(Extracted data entries)
┄┄┄┄┄┄
PR #1259, opened 2019-11-22
Improve Method's param count evaluation

stsypanov:
I've investigated usage of `java.lang.reflect.Method.getParameterTypes();` and found that it's frequently called from parts of the application responsible for startup, indexing and PSI:

Each call to `Method.getParameterTypes()` clones underlying array, and in many cases the copy is used only to get it's length i.e. number of method params. So I propose to use `Method.getParameterCount()` which returns number of method's arguments without cloning of underlying array.

In some cases it also allows to make a decision about constructor's param count and if it's 0 then we can call `Constructor.newInstance()` without using vararg.

### DIFF
--- a/java/java-psi-api/src/com/intellij/codeInsight/AnnotationInvocationHandler.java
+++ b/java/java-psi-api/src/com/intellij/codeInsight/AnnotationInvocationHandler.java
@@ -41,8 +41,7 @@ class AnnotationInvocationHandler implements InvocationHandler {
 
   @Override
   public Object invoke(Object proxy, Method method, Object[] args) {
-    Class<?>[] paramTypes = method.getParameterTypes();
-    assert paramTypes.length == 0: Arrays.toString(paramTypes);
+    assert method.getParameterCount() == 0: Arrays.toString(method.getParameterTypes());
 
     String member = method.getName();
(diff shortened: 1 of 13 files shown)


stsypanov:
Any updates on this?

donnerpeter:
This fails quite a few tests, e.g. org.jetbrains.idea.devkit.actions.service.ServiceCreatorTest

stsypanov:
@donnerpeter hello, before pushing I've run ant's test config. Was it the wrong way?

donnerpeter:
I don't know what that does, sorry :( But now you know the name of a failing test. Does it run locally for you?

stsypanov:
@donnerpeter how do you run the tests?

I've tried to run mentioned `ServiceCreatorTest` and it failed, turned out the reason is a Kotlin related bug
https://youtrack.jetbrains.com/issue/KT-35627
https://youtrack.jetbrains.com/issue/KT-17433

stsypanov:
I've reverted breaking changes.

stsypanov:
@donnerpeter I've rerun all tests, now everything is OK.

donnerpeter:
Merged manually, thanks!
┄┄┄┄┄┄
Action item »
Give the records back in full, word for word.

Answer section »
PR #1259, opened 2019-11-22
Improve Method's param count evaluation

stsypanov:
I've investigated usage of `java.lang.reflect.Method.getParameterTypes();` and found that it's frequently called from parts of the application responsible for startup, indexing and PSI:

Each call to `Method.getParameterTypes()` clones underlying array, and in many cases the copy is used only to get it's length i.e. number of method params. So I propose to use `Method.getParameterCount()` which returns number of method's arguments without cloning of underlying array.

In some cases it also allows to make a decision about constructor's param count and if it's 0 then we can call `Constructor.newInstance()` without using vararg.

### DIFF
--- a/java/java-psi-api/src/com/intellij/codeInsight/AnnotationInvocationHandler.java
+++ b/java/java-psi-api/src/com/intellij/codeInsight/AnnotationInvocationHandler.java
@@ -41,8 +41,7 @@ class AnnotationInvocationHandler implements InvocationHandler {
 
   @Override
   public Object invoke(Object proxy, Method method, Object[] args) {
-    Class<?>[] paramTypes = method.getParameterTypes();
-    assert paramTypes.length == 0: Arrays.toString(paramTypes);
+    assert method.getParameterCount() == 0: Arrays.toString(method.getParameterTypes());
 
     String member = method.getName();
(diff shortened: 1 of 13 files shown)


stsypanov:
Any updates on this?

donnerpeter:
This fails quite a few tests, e.g. org.jetbrains.idea.devkit.actions.service.ServiceCreatorTest

stsypanov:
@donnerpeter hello, before pushing I've run ant's test config. Was it the wrong way?

donnerpeter:
I don't know what that does, sorry :( But now you know the name of a failing test. Does it run locally for you?

stsypanov:
@donnerpeter how do you run the tests?

I've tried to run mentioned `ServiceCreatorTest` and it failed, turned out the reason is a Kotlin related bug
https://youtrack.jetbrains.com/issue/KT-35627
https://youtrack.jetbrains.com/issue/KT-17433

stsypanov:
I've reverted breaking changes.

stsypanov:
@donnerpeter I've rerun all tests, now everything is OK.

donnerpeter:
Merged manually, thanks!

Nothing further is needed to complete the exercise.